Цветов у нее как бы и нет. Даже собравшись несколько штук в один клубочек, они не производят впечатление цветка. Клубочек получается величиной с ягодку лесной земляники, а цветом зеленовато-желтоватый. Этакая невзрачная шишечка. Что уж говорить про каждый отдельный цветок, зелененькую спичечную головку. А между тем – семейство розоцветных.

Смотришь и думаешь, неужели это в буквальном смысле бесцветное существо (зеленый цвет – не цвет для цветка) прямая и близкая родня царице цветов, и не просто родня, но из одного с ней семейства.

В одной любопытной книжке (на русском языке ее нет) я вычитал более поэтическое, чем научное, соображение, будто все цветы делятся на две основные сферы и строятся по двум основным схемам: пятилучевой и шестилучевой.

Во главе первой группы (независимо от принятой ботанической классификации) стоит роза (пять лепестков), во главе второй – лилия (шесть лепестков), и так они царствуют, две царицы цветочного царства. И как бы ни был мал иной цветок (незабудка, например, или ландыш), все равно либо та, либо другая схема, то или другое подданство.

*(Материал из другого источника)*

PR #1227, opened 2023-06-21
(feat) Dashboard Extension uses the `moduleName` as the namespace for translation

vasharma05:
## Requirements

## Summary
This PR introduces improvement by using the moduleName as the namespace for `useTranslation` hook. This will also help in any re-renders by `useTranslation` hook inside the `DashboardExtension` which was not possible earlier  by changing the prop of an extension.

### DIFF
--- a/packages/esm-patient-allergies-app/src/dashboard.meta.ts
+++ b/packages/esm-patient-allergies-app/src/dashboard.meta.ts
@@ -2,4 +2,5 @@ export const dashboardMeta = {
   slot: 'patient-chart-allergies-dashboard-slot',
   columns: 1,
   path: 'Allergies',
+  title: 'Allergies',
 };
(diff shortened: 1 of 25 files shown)


ibacher:
A better option would actually be to wrap the component in the `openmrsComponentDecorator()`.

Попробую процитировать в приблизительном переводе с немецкого:

«Кульминациями этих двух классов являются возглавляющие их Роза и Лилия. Они – королевы в своем царстве. Подобно Солнцу и Луне господствуют Роза и Лилия в царстве растений. Они несут в себе сияние прадревних культур. Мудрецы Востока старались над их введением в культуру. Все лилии несут в своем цветке шестиконечную звезду Заратустры. Но все плоды и ягоды происходят от розы. Из них выделены и наши хлебные злаки…»

Трудно принимать всерьез подобные рассуждения, тяготеющие к космическому происхождению земных растений и даже всей жизни на Земле, но сама по себе идея двух великолепных цариц невольно привлекательна и красива.

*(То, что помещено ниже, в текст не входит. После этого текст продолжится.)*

PR #1269, opened 2023-07-10
(fix) O3-1895 Edit Past Visit button does not work

brandones:
## Requirements

- [x] This PR has a title that briefly describes the work done including the ticket number. If there is a ticket, make sure your PR title includes a [conventional commit](https://o3-dev.docs.openmrs.org/#/getting_started/contributing?id=your-pr-title-should-indicate-the-type-of-change-it-is) label. See existing PR titles for inspiration.
- [ ] My work conforms to the [OpenMRS 3.0 Styleguide](https://om.rs/styleguide) and [design documentation](https://zeroheight.com/23a080e38/p/880723-introduction).
- [x] My work includes tests or is validated by existing tests.

## Summary

Fixes the "edit past visit" functionality. Modifies the active visit tag so you can tell. Fixes active visit tag tooltip styling.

Впрочем, говоря о нашей маленькой травке, мы имели в виду сухую научную классификацию, по которой без всяких дополнительных и едва ли не метафизических идей манжетка обыкновенная безоговорочно принадлежит к семейству розоцветных.

Представим себе, что соберется розоцветное семейство, ну, хоть на выставке, если бы люди захотели устроить такую выставку. Почетное тронное место заняла бы, конечно, роза – семь тысяч сортов и столько же цветовых оттенков. Бархатные, шелковые, просвеченные солнцем, с темной тенью, залегающей в складках лепестков, белоснежные, желтоватые, желтые, пурпурные, пунцовые, бордовые, алые, черные, лиловые… Не хочет быть роза только голубой. Ну, это уже ее дело.

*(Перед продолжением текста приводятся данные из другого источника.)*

PR #1283, opened 2023-07-19
(feat) Put `Patient Flags` feature behind a feature toggle

denniskigen:
## Requirements

## Summary

The Patient Flags feature is currently still a work in progress and isn't ready for production. It makes sense to put it behind a feature flag. This PR adds a feature flag called `patientFlags` and wraps the feature behind it.

## Screenshots

https://github.com/openmrs/openmrs-esm-patient-chart/assets/8509731/a10c8385-d9d1-4a5b-97a9-033ed4ae99a6

## Related Issue

https://issues.openmrs.org/browse/O3-2279

## Other
*None*

### DIFF
--- a/packages/esm-patient-flags-app/src/index.ts
+++ b/packages/esm-patient-flags-app/src/index.ts
@@ -1,4 +1,4 @@
-import { defineConfigSchema, getAsyncLifecycle } from '@openmrs/esm-framework';
+import { defineConfigSchema, getAsyncLifecycle, registerFeatureFlag } from '@openmrs/esm-framework';
 import { configSchema } from './config-schema';
 
 const moduleName = '@openmrs/esm-patient-flags-app';
@@ -7,6 +7,12 @@ export const importTranslation = require.context('../translations', false, /.jso
 
 export function startupApp() {
   defineConfigSchema(moduleName, configSchema);
+
+  registerFeatureFlag(
+    'patientFlags',
+    'Patient Flags',
+    'Visual components that enable healthcare providers to see relevant patient information with a glance in the Patient chart. Flags are displayed in the Patient Summary, just below the patient banner, and can link users to other areas of the chart to perform relevant actions during a visit.',
+  );
 }
 
 export const flagTags = getAsyncLifecycle(() => import('./flags/flags-highlight-bar.component'), {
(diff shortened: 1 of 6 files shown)


packages/esm-patient-flags-app/src/index.ts
```diff
@@ -7,6 +7,12 @@ export const importTranslation = require.context('../translations', false, /.jso
 
 export function startupApp() {
   defineConfigSchema(moduleName, configSchema);
+
+  registerFeatureFlag(
+    'patientFlags',
+    'Patient Flags',
+    'Visual components that enable healthcare providers to see relevant patient information with a glance in the Patient chart. Flags are displayed in the Patient Summary, just below the patient banner, and can link users to other areas of the chart to perform relevant actions during a visit.',
```
brandones, line 14: Beautiful description, thank you :clap:

brandones:
Why are we making changes within `FlagsHighlightBar`, `FlagsList`, and `Flags`? Why not just keep those components out of the tree in the first place and call that good?

denniskigen:
No need to call `useFeatureFlag` at any point?

brandones:
No need to call useFeatureFlag at any point?

Yeah, right? Like we just prevent the extension from mounting at all and we're good.

> Maybe I'm missing something in my local setup?

What? Oh, do you mean that only modifying the extension definition doesn't change it locally for you? Is it because you need to coerce your dev server into reloading the routes somehow?

denniskigen:
> What? Oh, do you mean that only modifying the extension definition doesn't change it locally for you? Is it because you need to coerce your dev server into reloading the routes somehow?

That's it! I've just checked the routes registry file and noticed that the `featureFlag` property isn't getting picked up regardless of how many times I reload. For context, I'm running a dev server off esm-core (via `yarn run:shell`) and then adding an import map override for the flags app (via the import map overrides panel). The approach seems sound despite the fact I can't test locally. So I've updated the PR to remove the use `useFeatureFlag` hook. Rendering the extensions is now dependent on the `featureFlag` property in the routes registry.

brandones (approved):
Thanks Dennis. I'm good approving this as is, but heads up to @ibacher about the difficulties with the dev server and routes—I think this challenge is an already familiar one but just want to make sure.

denniskigen:
Thanks for the suggestions and the reviews!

В сторонке скромно расположится, придя на сбор розоцветных, шиповник, называемый, правда, в ботанике розой собачьей, но от которого и произошли, собственно говоря, все семь тысяч махровых сортов. Как будто съехались городские красавицы в модных нарядах, ослепляют и завораживают, но, храня достоинство, сидит в сторонке приодетый для праздника деревенский дед, от которого и пошло все это яркое, пышное потомство.

Не ударит в грязь лицом на празднике розоцветных и яблоня, когда белой невестой встанет она на весенней тихой заре и розовато светится и манит пчел.

Не бедной родственницей на речном берегу, над темной лесной водой, заглядевшись в черное зеркало, обольется белым цветом черемуха.

Ярко-розовый персик (цветущее дерево), миндаль, вишня и слива – у каждого дерева своя стать, у каждого цветка своя пора, свое место под солнцем, своя тихая безмолвная гордость.

Спустимся ниже. Кустик лесной земляники, пришедший на смотр розоцветных, скромнее, конечно, цветущего миндаля, но он с достоинством предстал пред светлые очи самой царицы: хотите гоните, а я – ваш. А в общем-то, если посмотреть, чем мои пять белых и чистых лепестков отличаются от таких же белых лепестков цветущего вишенья? Их больше. Белыми облаками лежат они среди весенней земли, украшая и преображая вид деревень, небольших городов, всего пейзажа. Но, зайдя в сосновый лес, разве не обрадуетесь вы, увидев целые поляны в нашем белом цвету?

Все так. Но что это там у порога за невзрачная травка? Замухрышка и замарашка? Как смела она войти сюда, к розоцветным? Гоните нахалку вон!

– Я не виновата, – чуть слышно ответила бы невзрачная травка. – Я ваша родня. Я – розоцветная, поглядите в любую книжку.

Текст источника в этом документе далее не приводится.